PR #661, opened 2017-05-09
deployment.keys:  'keyFile' option to provide secret contents from local files

deepfire:
This is supposed to address https://github.com/NixOS/nix/issues/1307 by adding an option `filename` (as an alternative to `text`) to `deployments.keys` to avoid ever storing a secret in Nix string.

Note, that this doesn't add the corresponding part to `system.activationScripts.nixops-keys`.

### DIFF
--- a/nix/keys.nix
+++ b/nix/keys.nix
@@ -6,13 +6,37 @@ let
   keyOptionsType = types.submodule {
     options.text = mkOption {
       example = "super secret stuff";
-      type = types.str;
+      default = null;
+      type = types.nullOr types.str;
       description = ''
-        The text the key should contain. So if the key name is
-        <replaceable>password</replaceable> and <literal>foobar</literal>
-        is set here, the contents of the file
+        When non-null, this designates the text that the key should
+        contain. So if the key name is <replaceable>password</replaceable>
+        and <literal>foobar</literal> is set here, the contents of the file
         <filename>/run/keys/<replaceable>password</replaceable></filename>
         will be <literal>foobar</literal>.
+
+        NOTE: Either <literal>text</literal> or <literal>keyFile</literal> have
+        to be set.
+      '';
+    };
+
+    options.keyFile = mkOption {
+      default = null;
+      type = types.nullOr types.path;
+      description = ''
+        When non-null, contents of the specified file will be deployed to
+        the specified key on the target machine.  If the key name is
+        <replaceable>password</replaceable> and <literal>/foo/bar</literal> is set
+        here, the contents of the file
+        <filename>/run/keys/<replaceable>password</replaceable></filename>
+        deployed will be the same as local file <literal>/foo/bar</literal>.
+
+        Since no serialization/deserialization of key contents is involved, there
+        are no limits on that content: null bytes, invalid Unicode,
+        <literal>/dev/random</literal> output -- anything goes.
+
+        NOTE: Either <literal>text</literal> or <literal>keyFile</literal> have
+        to be set.
       '';
     };
 
@@ -123,32 +147,41 @@ in
       "things to break."
     )];
 
+    assertions = flip mapAttrsToList config.deployment.keys (key: opts: {
+      assertion = (opts.text == null && opts.keyFile != null) ||
+                  (opts.text != null && opts.keyFile == null);
+      message = "Deployment key '${key}' must have either a 'text' or a 'keyFile' specified.";
+    });
+
     system.activationScripts.nixops-keys = stringAfter [ "users" "groups" ]
       ''
         mkdir -p /run/keys -m 0750
         chown root:keys /run/keys
 
         ${optionalString config.deployment.storeKeysOnMachine
-            (concatStrings (mapAttrsToList (name: value:
-              let
-                # FIXME: The key file should be marked as private once
-                # https://github.com/NixOS/nix/issues/8 is fixed.
-                keyFile = pkgs.writeText name value.text;
-              in "ln -sfn ${keyFile} /run/keys/${name}\n")
-              config.deployment.keys)
+            (concatStrings (mapAttrsToList
+                            (name: value: let
+                                            # FIXME: The key file should be marked as private once
+                                            # https://github.com/NixOS/nix/issues/8 is fixed.
+                                            keyFile = if !isNull value.keyFile
+                                                      then value.keyFile
+                                                      else pkgs.writeText name value.text;
+                                          in "ln -sfn ${keyFile} /run/keys/${name}\n")
+                           config.deployment.keys)
             + ''
               # FIXME: delete obsolete keys?
               touch /run/keys/done
             '')
         }
 
-        ${concatStringsSep "\n" (flip mapAttrsToList config.deployment.keys (name: value:
-          # Make sure each key has correct ownership, since the configured owning
-          # user or group may not have existed when first uploaded.
-          ''
-            [[ -f "/run/keys/${name}" ]] && chown '${value.user}:${value.group}' "/run/keys/${name}"
-          ''
-        ))}
+        ${optionalString (!config.deployment.storeKeysOnMachine)
+          (concatStringsSep "\n" (flip mapAttrsToList config.deployment.keys (name: value:
+            # Make sure each key has correct ownership, since the configured owning
+            # user or group may not have existed when first uploaded.
+            ''
+              [[ -f "/run/keys/${name}" ]] && chown '${value.user}:${value.group}' "/run/keys/${name}"
+            ''
+        )))}
       '';
 
     systemd.services = (
--- a/nixops/backends/__init__.py
+++ b/nixops/backends/__init__.py
@@ -22,8 +22,12 @@ class MachineDefinition(nixops.resources.ResourceDefinition):
 
         def _extract_key_options(x):
             opts = {}
-            for key in ('text', 'user', 'group', 'permissions'):
-                elem = x.find("attrs/attr[@name='{0}']/string".format(key))
+            for (key, xmlType) in (('text',        'string'),
+                                   ('keyFile',     'path'),
+                                   ('user',        'string'),
+                                   ('group',       'string'),
+                                   ('permissions', 'string')):
+                elem = x.find("attrs/attr[@name='{0}']/{1}".format(key, xmlType))
                 if elem is not None:
                     opts[key] = elem.get("value")
             return opts
@@ -212,7 +216,15 @@ class MachineState(nixops.resources.ResourceState):
         for k, opts in self.get_keys().items():
             self.log("uploading key ‘{0}’...".format(k))
             tmp = self.depl.tempdir + "/key-" + self.name
-            f = open(tmp, "w+"); f.write(opts['text']); f.close()
+
+            if 'text' in opts: 
+                with open(tmp, "w+") as f:
+                    f.write(opts['text'])
+            elif 'keyFile' in opts:
+                self._logged_exec(["cp", opts['keyFile'], tmp])
+            else:
+                raise Exception("Neither 'text' or 'keyFile' options were set for key '{0}'.".format(k))
+
             outfile = "/run/keys/" + k
             outfile_esc = "'" + outfile.replace("'", r"'\''") + "'"
             self.run_command("rm -f " + outfile_esc)


nixops/backends/__init__.py
```diff
@@ -212,7 +212,15 @@ def send_keys(self):
         for k, opts in self.get_keys().items():
             self.log("uploading key ‘{0}’...".format(k))
             tmp = self.depl.tempdir + "/key-" + self.name
-            f = open(tmp, "w+"); f.write(opts['text']); f.close()
+
+            # Ensure that keys.<key>.file XOR keys.<key>.file
+            self.log ("'text' in opts: %s, 'filename' in opts: %s" % ('text' in opts, 'filename' in opts))
+            assert     ('text' in opts  or 'filename' in opts), "Specification error for key '%s': neither `keys.%s.text` nor `keys.%s.file` was specified."  % (k, k, k)
+            assert not ('text' in opts and 'filename' in opts), "Specification error for key '%s': `keys.%s.text` and `keys.%s.file` are mutually exclusive." % (k, k, k)
```
ip1981: Isn't assert in Nix more explicit?

ip1981:
Almost the same can be achieved with `builtins.readFile`. I mean not in NixOps, but in machines specifications.

domenkozar:
@ip1981 except that with `builtins.readFile` you hit https://github.com/NixOS/nix/issues/1307 as random data can contain null bytes.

| Your assignment |
Identify the lines in the entries that hold "with" and return each one.

| Problem solution |
+                with open(tmp, "w+") as f:
Almost the same can be achieved with `builtins.readFile`. I mean not in NixOps, but in machines specifications.
@ip1981 except that with `builtins.readFile` you hit https://github.com/NixOS/nix/issues/1307 as random data can contain null bytes.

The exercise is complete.